The production of hydrogen fuel produced by electrolysis – a process that uses electricity to split water into hydrogen and oxygen, and which can be carbon-free and ‘green’ provided the electricity used in the process is produced by renewables – is rapidly developing from pilot to commercial-scale operation in many parts of the world. Its production could become cost competitive with current predominant methods that require the use of natural gas as a feedstock as early as 2030, according to analysis by the IHS Markit Hydrogen and Renewable Gas Forum.

‘Costs for producing green hydrogen have fallen 50% since 2015 and could be reduced by an additional 30% by 2025 due to the benefits of increased scale and more standardised manufacturing, among other factors,’ says Simon Blakey, IHS Markit Senior Advisor, Global Gas.

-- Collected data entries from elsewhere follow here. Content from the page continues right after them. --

Issue #763, opened 2021-04-16
Improve performance of `tohdfMsg` with strings


reuster986:
Writing `ak.Strings` to disk seems quite slow. In a recent session working with 65 million-element arrays on a single locale, writing out a `Strings` array to Lustre was taking 10-12 minutes, whereas an equal-length integer array was taking about 1 second. Since this is single locale, it's probably nothing to do with data movement or communication, and should be pretty easy to test. Probably the first thing to do is write a benchmark in Chapel and then start adding timing statements.

hokiegeek2:
Testing this now and I am seeing an array index out of bounds error with a single locale, opening up a new issue:

![image](https://user-images.githubusercontent.com/10785153/115380549-acbf7580-a1a0-11eb-9537-de8f464b763b.png)

The error occurs here:

![image](https://user-images.githubusercontent.com/10785153/115380758-e98b6c80-a1a0-11eb-9337-f217789a1c3d.png)

hokiegeek2:
Opened new [issue](https://github.com/mhmerrill/arkouda/issues/767) for bug

hokiegeek2:
Comparing the pdarrray vs Strings creation and tohdf times, it appears that, for the ranges I studied, the Strings creation times started off over two orders of magnitude longer than for int pdarrays, with the gap increasing to three orders of magnitude. For example, for 1 million ones and 1 million strings, the corresponding Strings object takes 352% longer than the pdarray, and the gap widens to over 1200% for 10 million length Strings vs pdarrays.

Similarly, the Strings save times start off over two orders of magnitude longer than pdarrays, with the gap widening to 3 orders of magnigute . For 1 million long pdarray and Strings objects, the Strings object takes roughly 800% longer, while for 10 million long pdarrays and Strings the gap increases to approximately 1800%.

![image](https://user-images.githubusercontent.com/10785153/115433203-486ad900-a1d5-11eb-86a1-d219b6da7837.png)

hokiegeek2:
Added bypass logic to the  [write1DDistStrings](https://github.com/hokiegeek2/arkouda/blob/fa67284791b6342bf84ad5babc6f7a95b1d992b9/src/GenSymIO.chpl#L1237) function if the numLocales == 1

![image](https://user-images.githubusercontent.com/10785153/115613101-fea7ee80-a2b9-11eb-9ea8-5684fe785dd7.png)

[...]

PR #798, opened 2021-05-12
763 improve performance of tohdf msg with strings v2

hokiegeek2:
This PR addresses #763, containing a second round of Strings.save() optimizations. Specifically, this PR contains changes that do the following:
1. Obviates the need for several list creation and iteration operations by leveraging locale-scoped array slicing
2. Builds up one char list per locale with the corresponding array slices
3. Generates a one segments list per locale once the final locale char list is generated
4. Provides detailed debug messages to detail the slice and shuffle ops needed to prepare for writing to disk
5. Updated and expanded chapel doc comments 

In testing, this set of changes, together with the [first round](https://github.com/Bears-R-Us/arkouda/pull/779), decreases the save runtime of a 10-million length Strings object on a 3-locale smp (one server) Arkouda cluster from 400 seconds down to ~ 10 seconds.

### DIFF
--- a/src/GenSymIO.chpl
+++ b/src/GenSymIO.chpl
@@ -1148,13 +1148,13 @@ module GenSymIO {
          * The shuffleLeftIndices object, which is a globally-scoped PrivateSpace, 
          * contains indices for each locale that (1) specify the chars that can be 
          * shuffled left to complete the last string in the previous locale and (2)
-         * are used to remove the corresponding chars from the donor locale.  
+         * are used to remove the corresponding chars from the current, donor locale.  
          *
          * The shuffleRightIndices PrivateSpace is used in the special case 
          * where the majority of a large string spanning two locales is the sole
          * string on a locale; in this case, each index specifies the chars that 
          * can be shuffled right to start the string completed in the next locale
-         * and remove the corresponding chars from the donor locale 
+         * and remove the corresponding chars from the current, donor locale 
          *
          * The isSingleString PrivateSpace indicates whether each locale contains
          * chars corresponding to one string/string segment; this occurs if 
@@ -1164,6 +1164,9 @@ module GenSymIO {
          * The endsWithCompleteString PrivateSpace indicates whether the values
          * array for each locale ends with complete string, meaning that the last
          * character in the local slice is a null uint(8) char.
+         *
+         * The charArraySize PrivateSpace contains the size of char local slice
+         * corresponding to each locale.
          */
         var shuffleLeftIndices: [PrivateSpace] int;    
         var shuffleRightIndices: [PrivateSpace] int;
@@ -1181,8 +1184,8 @@ module GenSymIO {
         t1.start();
 
         coforall (loc, idx) in zip(A.targetLocales(), filenames.domain) 
-                with (ref shuffleLeftIndices, ref shuffleRightIndices, 
-                     ref isSingleString, ref endsWithCompleteString, ref charArraySize) do on loc {
+             with (ref shuffleLeftIndices, ref shuffleRightIndices, 
+                   ref isSingleString, ref endsWithCompleteString, ref charArraySize) do on loc {
              generateStringsMetadata(idx,shuffleLeftIndices, shuffleRightIndices, 
                           isSingleString, endsWithCompleteString, charArraySize, A, SA);
         }
@@ -1325,7 +1328,7 @@ module GenSymIO {
 
                 /* 
                  * To prepare for writing the charList to hdf5, do the following, if applicable:
-                 * 1. Remove the characters shuffled left to previous locale
+                 * 1. Remove the characters shuffled left to the previous locale
                  * 2. Remove the characters shuffled right to the next locale
                  * 3. If (2) does not apply, add null uint(8) char to end of the charList
                  */
@@ -1408,11 +1411,10 @@ module GenSymIO {
                      charList = new list(A.localSlice(locDom));
 
                      /*
-                      * If (1) this locale (idx) contains one string/string segment and (2) ends 
-                      * with the null uint(8) char, check to see if the shuffleRightIndex from 
-                      * the previous locale (idx-1) is > -1. If so, the chars following the 
-                      * shuffleRightIndex from the previous locale (idx-1) complete the one 
-                      * string/string segment within the current locale (idx). 
+                      * If this locale (idx) ends with the null uint(8) char, check to see if 
+                      * the shuffleRightIndex from the previous locale (idx-1) is > -1. If so, 
+                      * the chars following the shuffleRightIndex from the previous locale complete 
+                      * the one string/string segment within the current locale. 
                       */
                      if isSingleString[idx] && idx > 0 {
                          /*
@@ -1468,9 +1470,10 @@ module GenSymIO {
                      writeStringsToHdf(myFileID, idx, group, charList, segmentsList);
                   } else {
                       /*
-                       * Check to see if previous locale (idx-1) ends with a complete string.
+                       * Check to see if previous locale (idx-1) ends with a null character.
                        * If not, then the left shuffle slice of this locale was used to complete
-                       * the last string in the previous locale, so slice those chars.
+                       * the last string in the previous locale, so slice those chars from 
+                       * this locale and create a new, corresponding charList.
                        */
                       if !endsWithCompleteString(idx-1) {
                           var localStart = locDom.first;
@@ -1935,7 +1938,7 @@ module GenSymIO {
 
             /*
              * Normalize the first and last seg elements (make them zero-based) by
-             * subtracting the bytes domain first element. 
+             * subtracting the char domain first index element. 
 '            */
             var normalize = 0;
             if idx > 0 {
@@ -1967,7 +1970,7 @@ module GenSymIO {
             } else {
                 /*
                  * Since there is neither a shuffleLeftIndex nor a shuffleRightIndex for 
-                 * this locale, this local contains a single complete string.
+                 * this locale, this local contains a single, complete string.
                  */
                 isSingleString[idx] = true;
             }
--- a/src/GenSymIO.chpl
+++ b/src/GenSymIO.chpl
@@ -1371,6 +1371,8 @@ module GenSymIO {
                                         idx,sliceList,leadingSlice, here.id));                         
                         charList.extend(sliceList); 
                         charArrayList.extend(leadingSlice);  
+                        gsLogger.debug(getModuleName(),getRoutineName(),getLineNumber(),"charList AFTER APPEND %t for locale %i".format(charList,idx));
+                        gsLogger.debug(getModuleName(),getRoutineName(),getLineNumber(),"charArrayList AFTER APPEND %t for locale %i".format(charArrayList,idx));
                         t1.stop();  
                         var elapsed = t1.elapsed();
                         gsLogger.debug(getModuleName(),getRoutineName(),getLineNumber(),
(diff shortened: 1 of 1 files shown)


reuster986 (approved):
I can't say I fully follow all the logic, but the CI passes, and the speedup is great!

hokiegeek2:
> I can't say I fully follow all the logic, but the CI passes, and the speedup is great!

Yeah, there is a lot going on there, but the high-level logical flow is based upon the following (with some additional terminology translations for locales, domains, and coforall loops for Kyle and Pierce 👍)

1. Generate char array metadata for each locale indicating if the local slice (array chunk assigned to a locale) (1) composes one string, (2) ends with a null character (and therefore ends with a complete string) as well as (3) an index from which to shuffle characters left to the preceding locale, (4) an index from which to shuffle chars to the right to the succeeding locale, and (5) the length of the char array slice on each locale.
2. Generate complete strings at the end of each locale, either by a left shuffle of chars **from** the succeeding locale or a right shuffle of the chars from the current locale **to** the succeeding locale, using array slices configured by metadata from (1) to generate a char list on each locale.
3. Adjust each "donor" locale char list following shuffle left or shuffle right operations.
4. Generate a final segments list following all shuffle operations
5. Write the final char and segments lists to hdf5

A coforall loop is used (since all ops are done independently per locale, these operations can be done in parallel via a coforall loop) to start at locale 0 and iterate through all of the locales, generating the char and sequence lists from (1) the local char slices assigned to each locale and (2) the char array metadata described above to shuffle chars left/right and adjust to those shuffle ops so that each locale contains a char list that starts with and ends with a character sequence corresponding to one, complete string.

reuster986:
@hokiegeek2 thanks for the explanation!

glitch:
Ok, time for a really newb question.  Conceptually I think I understand what's going on here, it's basically trying to align the boundaries with the start and ending of complete strings so that we don't have strings splitting across locales and hence across files.

Now for the newbie part:  I thought the purpose of segmenting the strings was to evenly distribute the bytes across locales, why not just write the bytes directly to files (and the offsets to their own file).  Wouldn't that preserve the uniformity?  Or is the purpose to write out whole strings so they can be used by something else?  (i.e. another program/application)

Do we ever just write the bytes out uniformly?

src/GenSymIO.chpl
```diff
@@ -1908,16 +1929,16 @@ module GenSymIO {
...
                 }
                 lastSeg = segsArray.back();
             }
 
             /*
-             * Normalize the first and last seg elements (make then zero-based) by
-             * subtracting the bytes domain first element. 
+             * Normalize the first and last seg elements (make them zero-based) by
+             * subtracting the char domain first index element. 
 '            */
```
glitch, line 1942: Note: There is a dangling single quote here on line 1942 (it's in a comment so it doesn't really affect anything other than IDE code plugins).  Since there is some minor cleanup going on it's probably worth it to get that one to.

hokiegeek2:
> Ok, time for a really newb question. Conceptually I think I understand what's going on here, it's basically trying to align the boundaries with the start and ending of complete strings so that we don't have strings splitting across locales and hence across files.
> 
> Now for the newbie part: I thought the purpose of segmenting the strings was to evenly distribute the bytes across locales, why not just write the bytes directly to files (and the offsets to their own file). Wouldn't that preserve the uniformity? Or is the purpose to write out whole strings so they can be used by something else? (i.e. another program/application)
> 
> Do we ever just write the bytes out uniformly?

Excellent questions! The purpose of segmenting the bytes (chars) array is to know where each char sequence that equals a string starts and ends. We need to write out whole strings (no strings split between two locales) to ensure all read as well as load operations from files work correctly. For example, say a user is running a 10 locale arkouda cluster across 10 physical nodes, he/she may wish to load the strings from 2 files via the following command 

```
ak.read_hdf(filenames=['strings_LOCALE0000','strings_LOCALE0001'], dsetName='strings_array')
```

If we don't ensure strings are written in their respective entirety to a single locale, there will be 1..n logical strings that are broken up across multiple actual strings (e.g. ['Arkoud','a is awe','some'] vs ['Arkouda is awesome']. There may be other errors that would occur from read or load operations involving Strings if there 1..n logical strings spanning multiple locales, but this is the one scenario I am most familiar with.

As you correctly point out, because we need to ensure logical strings are written to one locale, there the bytes array is not _totally_ uniform across locale files, but relatively speaking, I believe we are okay.

Again, excellent questions/thoughts

src/GenSymIO.chpl
```diff
@@ -1908,17 +1929,17 @@ module GenSymIO {
                 firstSeg = 0;
                 lastSeg = segsArray.front();
```
glitch, line 1930: I know this line wasn't changed in the PR, but I have a question. about the `lastSeg` in the first locale.  Isn't the first "segment" (aka offset) in the `segsArray` going to be 0 in the first locale?  i.e. The first string starts at offset 0.  So segsArray.front() on local-0 should have the value of 0?  NOTE: When I construct a sample Strings array and inspect the `Strings.offsets` in the client, it shows the first element being zero.
```
>>> s = ak.array(["abc", "def", "xyz"])
>>> str(s.offsets)
'[0 4 8]'
```

If the goal is to find the end of the first segment then shouldn't it be segsArray[1] in the first local?

Moreover, isn't this the wrong goal anyway?  Isn't the real thing we want to find "the start position of the last segment" which would be `lastSeg = segsArray.back()`, the same as in the else clause?

src/GenSymIO.chpl
```diff
@@ -1928,146 +1949,101 @@ module GenSymIO {
...
-             * values array to be written to a locale.
-             */ 
-            if value == NULL_STRINGS_VALUE && i < rawChars.size-1 {
-                indices.append(i+1);
-            }
-        }
-
-        return (charList, indices);
-    }
+    private proc adjustCharArrayForLeadingSlice(sliceIndex, charArray, last, idx) throws {
```
glitch, line 2007: Note: both here and in `adjustForLeftShuffle`, the `idx` parameter is never used and can probably be removed.

hokiegeek2: @glitch It was used for logging, will remove it

src/GenSymIO.chpl
```diff
@@ -1928,146 +1949,101 @@ module GenSymIO {
...
-             */
-            if value == NULL_STRINGS_VALUE && i < segmentsBound {
-                indices.append(i+1);
-            }
-            i+=1;
-        }
-
-        return (valuesList,indices);
+    private proc adjustForLeftShuffle(shuffleLeftIndex: int, charList, idx: int) throws {
+        return charList[shuffleLeftIndex..charList.size-1];
```
glitch, line 2017: One minor thing I noticed, the following are all basically doing the same thing, slicing an array/list at a given start/end points.

- adjustCharArrayForLeadingSlice
- adjustForLeftShuffle
- adjustForRightShuffle

In theory they could be reduced to a single genericSlicing function i.e.
```
private proc genericSlice(thingToSlice, startIndex, endIndex) throws {
    return thingToSlice[startIndex..endIndex];
}

// and the corresponding calls would be changed
// ~1354
- charList = new list(adjustForLeftShuffle(shuffleLeftIndex, charList, idx);
+ charList = new list(genericSlice(charList, shuffleLeftIndex, charList.size -1));

// ~1372
- charList = new list(adjustForRightShuffle(shuffleRightIndex, charList, idx));
+ charList = new list(genericSlice(charList, 0, shuffleRightIndex));

// ~1481
- var leadingCharArray = adjustCharArrayForLeadingSlice(localLeadingSliceIndex, A.localSlice(locDom), locDom.last, idx);
+ var leadingCharArray = genericSlice(A.localSlice(locDom), localLeadingSliceIndex, locDom.last);
```
However, you could easily make an argument that having separately named procs improves the clarity of what is going on, so it's the old _6 vs a half-dozen_ idiom.

hokiegeek2: Good call, agree a common function is better, will make that change

src/GenSymIO.chpl
hokiegeek2: Ah, yeah, will take a closer look at this later today

src/GenSymIO.chpl
```diff
@@ -1421,48 +1451,51 @@ module GenSymIO {
...
+                                  'no left shuffle from locale %i to locale %i'.format(
+                                         idx,idx-1));
+                      } 
+                      
+                      // Generate the segments list now that the char list is finalized
+                      var segmentsList = generateFinalSegmentsList(charList,idx);
 
                       // Write the finalized valuesList and segmentsList to the hdf5 group
-                      writeStringsToHdf(myFileID, group, valuesList, segmentsList);
+                      writeStringsToHdf(myFileID, idx, group, charList, segmentsList);
```
glitch, line 1498: I noticed these lines are now common to both if/else clauses (which is great!):
```
// Generate the segments list now that the char list is finalized
var segmentsList = generateFinalSegmentsList(charList,idx);

// Write the finalized valuesList and segmentsList to the hdf5 group
writeStringsToHdf(myFileID, idx, group, charList, segmentsList);
```
If you want to do further clean-up they could be moved outside the if/else and consolidated.

glitch: Hmm... it's also happening in the parent if block starting at line 1238 (executed around line 1385).  In theory if you moved the declartion of `charList` outside of that block you could then move the `generateFinalSegmentsList` and `writeStringsToHdf` outside of those parent if/else blocks, but it might be a bit dicey and beyond the scope of this PR.  Sorry just thinking out-loud here as I work through this section of the code ;)

src/GenSymIO.chpl
```diff
@@ -1928,146 +1949,101 @@ module GenSymIO {
...
+             */ 
+            if value == NULL_STRINGS_VALUE && i < charList.size-1 {
+                segments.append(i+1);
             }
-            i+=1;
         }
-
-        return (valuesList,indices);
+        
+        return segments;
```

Investment in so-called ‘power-to-x’* projects – of which hydrogen makes up the large majority – is growing rapidly, with investment expected to grow from around $30mn in 2019 to more than $700mn in 2023. Economies of scale are a primary driver for green hydrogen’s growing cost competitiveness. The average size for power-to-x projects scheduled for 2023 is 100 MW – 10 times the capacity of the largest project in operation today – according to the IHS Markit Power-to-X Tracker, which tracks hydrogen projects around the world.

Hydrogen production that uses natural gas as a feedstock, via a process known as methane reforming, currently supplies the hydrogen to the chemical and refining industries that today make up the bulk of global hydrogen demand.

‘There is growing potential for hydrogen to be used in transport, heating, industry and power generation,’ comments Shankari Srinivasan, IHS Markit Vice President, Global and Renewable Gas, IHS Markit. Both green hydrogen and so-called blue hydrogen – methane reforming coupled with carbon capture technology – are likely to play a role in the energy future as demand expands. ‘Blue and green hydrogen are extremely complementary,’ Srinivasan adds. ‘If they are developed in parallel, hydrogen will be able to make a big contribution to future energy demand, especially with the ambitious goals on carbon.’

Hydrogen’s overall share in the energy mix will ultimately depend on the extent of decarbonisation that is desired. In Europe, currently the primary market for hydrogen projects, hydrogen could account for as much as one third of the energy mix if the aim was 95% decarbonisation or greater.

‘In Europe it is now widely agreed that electrification alone cannot deliver the level of emissions reduction that many countries aspire to,’ notes Catherine Robinson, IHS Markit Executive Director, European Power, Hydrogen and Renewable Gas. ‘Hydrogen is a highly versatile fuel – both in terms of how it can be transported and the variety of its potential end-use applications. The greater the degree of a decarbonisation, the greater the likely role of hydrogen in the energy future.’

* Projects that convert surplus power to different forms of energy and/or chemicals such as power-to-hydrogen, power-to-gas, power-to-heat, power-to-ammonia, power-to-chemicals, power-to-fuel, power-to-liquid and power-to-methane.